(WHAT YOU SHOULD DO) In the listing below, lines with the string "finish" are to be counted; the number is the entire reply.

(INFORMATION PROVIDED)
──────────
PR #29660, opened 2024-10-23
perf: avoid array iterators over objects

GalacticHypernova:
### 📚 Description

Object iterators like `Object.keys`, `Object.values`, and `Object.entries`, when used for iteration, create a temporary intermediate array by internally making another iteration, essentially doubling the memory usage and execution time. Using object iterators will avoid that intermediate array and the extra internal iteration.


packages/nuxt/src/app/components/nuxt-island.ts
```diff
@@ -34,7 +34,8 @@ async function loadComponents (source = appBaseURL, paths: NuxtIslandResponse['c
 
   const promises: Array<Promise<void>> = []
 
-  for (const [component, item] of Object.entries(paths)) {
```
danielroe, line 37: This is deliberate, in many of these cases, for greater type safety - it avoids needing to use the (unsafe) non-null assertion.

If you have another solution that preserves type safety I'd be very grateful.

GalacticHypernova: I figured it was most likely because of this, but there is a clear downside here.

TypeScript has an issue with nullability with for in loops because it inherently infers the keys as string, regardless of the object's type.

But until that's fixed on TypeScript's end, it would be an inevitable side effect.

However, I personally don't think the performance and memory impacts are a proportional tradeoff to type safety in the loop declaration, especially with these stats:

```ts
const largeObject = {}
for (let i=0; i<100000;i++) {
    largeObject[i] = i
}

console.time("array method")
for (const num of Object.keys(largeObject)) {
    // It doesn't matter what happens within the loop as the main slowdown is the keys iterator
}
console.timeEnd("array method")

console.time("obj method")
for (const num in largeObject) {
    // It doesn't matter what happens within the loop as the main slowdown is the keys iterator
}
console.timeEnd("obj method")
```

Performance results:
image
image

Memory results:
image
image

It's also worth noting that the values inside the loop are correctly typed, it's just that TS is struggling to verify it exists because of their flawed type inferring logic.

What do you think?

danielroe:
It looks like these changes have a negligible impact on performance (with the benchmarks we've created). Can you think of some better benchmarks to create that might show an impact?

GalacticHypernova:
Hey @danielroe ! Apologies for the late response.
The benchmarks primarily test for performance, which indeed might not show tangible results unless tested against datasets of thousands of elements. However, there is the memory efficiency aspect which this PR addresses, as array iterators essentially duplicate the object (or only keys/values, depending on the method), with no real benefit for the iteration purpose

PR #29719, opened 2024-10-29
Update nuxt-loading-indicator.ts

haradhansharma:
Opacity controlling is unnecessary here to avoid hydration issue.


danielroe:
Would you provide a bug report/reproduction?

(Or a test for this PR?)

PR #29755, opened 2024-11-01
docs: remove tip comparing `useFetch` to `useAsyncData(url, () => $fetch(url))`

moshetanzer:
imo this is deceiving, they are not similar at all in the way that $fetch doesn't pass cookies server side. This `tip` doesn't really add anything, and if anything may confuse the user (as useRequestFetch is used behind useFetch)

### 📚 Description

imo this tip is deceiving, `useFetch` and `useAsyncData(url, () => $fetch(url))` are not similar at all in the way that $fetch doesn't pass cookies server side. 
This `tip` doesn't really add anything, and if anything may confuse the user (as useRequestFetch is used behind useFetch, which does pass the cookies). 

## Summary by CodeRabbit

- **Documentation**
	- Enhanced explanations of data-fetching composables in Nuxt, including `useFetch`, `useAsyncData`, and `$fetch`.
	- Expanded sections to address double-fetching and hydration issues in isomorphic applications.
	- Introduced a new section on "Passing Headers and Cookies" for managing client headers during server-side rendering.
	- Clarified the role of `$fetch` and its limitations regarding network call de-duplication.
	- Added examples for handling loading states, lazy fetching, and client-only fetching.
	- Included practical recipes for consuming Server-Sent Events (SSE) via POST requests.
	- Discussed custom serialization functions for data between server and client.


danielroe:
I would rather add a clarifying comment if it is in fact unclear

moshetanzer:
Hey @danielroe as getting to know nuxt better - based on the example I was under the impression that $fetch passes cookies by default in server context. Where in fact it doesn't as userequestfetch is used which does pass the cookies. Not sure what this tip adds exactly? Feel free to close pr.

danielroe:
i have an idea - i'll push

danielroe (approved):
Hope this adds extra clarity! 🙏 

Feel free to open another PR if you have additional ideas about how to make it better.

moshetanzer:
Think this gives enough of an idea that there is more there ❤️❤️

cyrilf:
Hey,
I read through the docs and I find the comparison between `useFetch` and `useAsyncData` less clear now..

> useFetch(url) is nearly equivalent to useAsyncData(url, () => event.$fetch(url))
> It's developer experience sugar for the most common use case. (You can find out more about event.fetch at [useRequestFetch](https://nuxt.com/docs/api/composables/use-request-fetch).)

- I don't understand where is the `event` variable coming from?
- On the following sentence it's mentioned `event.fetch` without the `$` dollar sign. Is that on purpose?

Thanks for the clarification :+1:  @danielroe  @moshetanzer

PR #29776, opened 2024-11-04
fix(nuxt,schema): allow showing spa loader til after hydration

### LINKED ISSUE #21721: Keep showing the spa-loading-template until page:finish
### Describe the feature

It would be nice to show the spa loading template until the 'page:finish' event. 

When using Nuxt with SSR turned off and using the spa-loading-template to show a loading screen, the loading screen disappears once the app mounts but the app isn't rendered yet. I believe because nuxt lazy loads the components that need to be rendered. This leads to a blank page once the app mounts and until the components are loaded. 

Other than that I love the new SPA loading template feature!

### Additional information

### Final checks

RokeAlvo:
### 🔗 Linked issue

Resolves #21721

### ❓ Type of change

- [x] 👌 Enhancement (improving an existing functionality)
- [] ✨ New feature (a non-breaking change that adds functionality)

### 📚 Description

Currently, the SPA loader is displayed only until the application is mounted. After that, the user sees a white screen until suspense:resolved occurs.

Changes:
  - Show SPA loading template outside of app root element
  - Add configuration options for SPA loading template element (app.spaLoaderTag, app.spaLoaderAttrs)
  - Add flag to config.experimental.spaPreloaderOutside (default value is false)

### 📝 Checklist

## Release Notes

- **New Features**
  - Introduced `spaLoadingTemplateLocation` for customizable loading screens in client-only pages.
  - Added `spaLoaderTag` and `spaLoaderAttrs` for enhanced SPA loader configuration.
  - New Vue component `app.vue` with asynchronous data handling.
  - New HTML element for SPA loading indication.

- **Bug Fixes**
  - Improved handling of SPA loader visibility based on configuration settings.

- **Documentation**
  - Updated upgrade guide with instructions for transitioning to Nuxt 4.
  - Enhanced documentation on experimental features, including `spaLoadingTemplateLocation`.

- **Tests**
  - Added tests to validate SPA loader behavior based on configuration settings.


danielroe (commented):
This looks like a nice fix to me but will need to defer to v4 as it's might be a breaking change (CSS might be targeted assuming the loading element is within the root app).

Alternatively we could take an experimental option that 'switches on' this behaviour, which is enabled by default in v4 mode, and merge sooner.

RokeAlvo:
> Alternatively we could take an experimental option that 'switches on' this behaviour, which is enabled by default in v4 mode, and merge sooner.

add `experimental.spaLoaderOutside` flag to nuxt.config?

danielroe:
that makes sense. and you can also use `routeRules` with `ssr: false` to turn on spa loading, even within the basic fixture, which might be a simpler approach...

RokeAlvo:
> that makes sense. and you can also use `routeRules` with `ssr: false` to turn on spa loading, even within the basic fixture, which might be a simpler approach...

- added experimenal flag
- changed tests

test/spa-loader/spa-preloader-outside-disabled.test.ts
```diff
@@ -0,0 +1,41 @@
...
+  it('spa-loader does not appear while the app is mounting', async () => {
+    const browser = await getBrowser()
+    const page = await browser.newPage({})
+    await page.goto(url('/spa'), { waitUntil: 'domcontentloaded' })
+
+    const loader = page.getByTestId('loader')
+    expect(await loader.isHidden()).toBeTruthy()
+
+    await page.close()
+  }, 60_000)
```
danielroe, line 40: what is the desired behaviour we're testing here?

(or is this just proof of the current bug?)

test/spa-loader/spa-preloader-outside-enabled.test.ts
```diff
@@ -0,0 +1,52 @@
...
+    const browser = await getBrowser()
+    const page = await browser.newPage({})
+    await page.goto(url('/ssr'), { waitUntil: 'domcontentloaded' })
+
+    const loader = page.getByTestId('loader')
+    expect(await loader.isHidden()).toBeTruthy()
+
+    const content = page.getByTestId('content')
+    await content.waitFor({ state: 'visible' })
+    expect(await loader.isHidden()).toBeTruthy()
```
danielroe, line 48: maybe we need a slightly different assertion? or modify the implementation so both are not present on the page at the same moment?

test/spa-loader/spa-preloader-outside-disabled.test.ts
RokeAlvo: Correct. Since we maintain the current behavior with the value of within, it needs to be established.

test/spa-loader/spa-preloader-outside-enabled.test.ts
RokeAlvo: This is a test for the /ssr page. We should not see the SPA loader at any time:

- neither during document loading (line 44)
- nor while resolving promises. (line 48)

RokeAlvo: Hmm... the first test is broken...

packages/schema/src/config/app.ts
```diff
@@ -274,14 +274,7 @@ export default defineUntypedSchema({
      * Customize Nuxt Nuxt SpaLoader element attributes.
      * @type {typeof import('@unhead/schema').HtmlAttributes}
      */
-    spaLoaderAttrs: {
-      $resolve: async (val: undefined | null | Record<string, unknown>, get) => {
-        const spaLoaderId = await get('app.spaLoaderId')
-        return defu(val, {
-          id: spaLoaderId === false ? undefined : (spaLoaderId || '__nuxt-spa-loader'),
```
RokeAlvo: @danielroe We need to ensure that the element's ID is set. These changes break the preloader.

danielroe: ahh, of course. I was just intending to get rid of the reference to the nonexistent spaPreloaderId.

danielroe: ... and what do you mean it breaks the preloader?

packages/schema/src/config/app.ts
```diff
@@ -274,7 +274,9 @@ export default defineUntypedSchema({
      * Customize Nuxt Nuxt SpaLoader element attributes.
      * @type {typeof import('@unhead/schema').HtmlAttributes}
      */
-    spaLoaderAttrs: {},
+    spaLoaderAttrs: {
```
RokeAlvo, line 277: maybe, better?
```
    spaLoaderAttrs: {
<<<<<<< HEAD
      $resolve: (val: undefined | null | Record<string, unknown>) => {
        return defu(val, {
          id: val?.id ?? '__nuxt-spa-loader',
        })
      },
=======
      id: '__nuxt-loader',
>>>>>>> f4106a79061f41753ee9caff028d8755272634af
    },
  },
```

danielroe: not sure I understand

RokeAlvo: So, if I pass

spaLoaderAttrs: { class: "some-class" }
it will ultimately result in

{ class: "some-class", id: "__nuxt-loader" }
right?

test/spa-loader/spa-preloader-outside-disabled.test.ts
RokeAlvo, line 1: I don't know how to fix it.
──────────
(RESPONSE) 2